Today’s Navy has greatly reduced liberty calls. Ship crew swaps at sea, security considerations due to terrorism, and shorter deployments to improve the sailors’ “quality of life” have cut down liberty calls.
In my time at sea, long deployments (nine months was the norm) were simply the way it was. Married officers and sailors groused about being away from their families. But they also considered they had two inalienable rights:
“A griping sailor is a happy sailor” was one such right. Complaining about everything, including long deployments, was exercised vigorously. Another right was hitting liberty ports with gusto on long deployments. Sailors simultaneously bragged and complained about these “arduous” adventures.
Now they can’t.
In previous columns, I have extolled my liberty ports, even bragged some folks might claim. But all liberty was not equal.
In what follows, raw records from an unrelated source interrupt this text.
PR #2, opened 2021-04-21
Fix issue with package resolution and version pinning.

bsneed:
- Version pinned Sovran-Swift to 1.0.0+.
- Fixed Package.resolved.
- Updated xcodeproj to cover the same details.


migs647 (approved):
LGTM

PR #9, opened 2021-05-12
Removes need for analytics param in Plugin init

bsneed:
- Removes need for analytics param in Plugin init
- Adds test to verify plugin's analytics property is set appropriately even when done out of order.


migs647 (approved):
LGTM ... for what it is.

PR #11, opened 2021-05-18
Better handle errors where conversion occurs.

bsneed:
- Adds exceptionFailure method.
- Better reports errors to developers where conversions or critical errors might occur.


Sources/Segment/Utilities/Utils.swift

Allen Ernst, my leading sonarman on the “U.S.S. Hawkins” recalled one which for me was not so wonderful.
In 1969, the “Hawkins” was in Guantanamo Bay for three months of refresher training. Days started at 4:00 a.m. to check spaces for watertight integrity before the inspectors arrived.
By 6:45, I reported to the bridge to stand Junior Officer of the Deck (JOOD) at Sea Detail entering and leaving port. Once at sea, I was in a five-inch gun mount, in “Underwater Battery Plot” for submarine exercises, or on the bridge for General Quarters. We would get back to the pier around 6:00 p.m., have the wardroom meal, and write training reports, usually hitting the rack (bed) around 11:00 p.m. The process was repeated each weekday.
On weekends, the ship was in “port and starboard” duty sections. One-half of the officers and crew stood duty while the other half went ashore Saturday and Sunday. Liberty consisted of going to the Officers Club pool and bar and an occasional softball game.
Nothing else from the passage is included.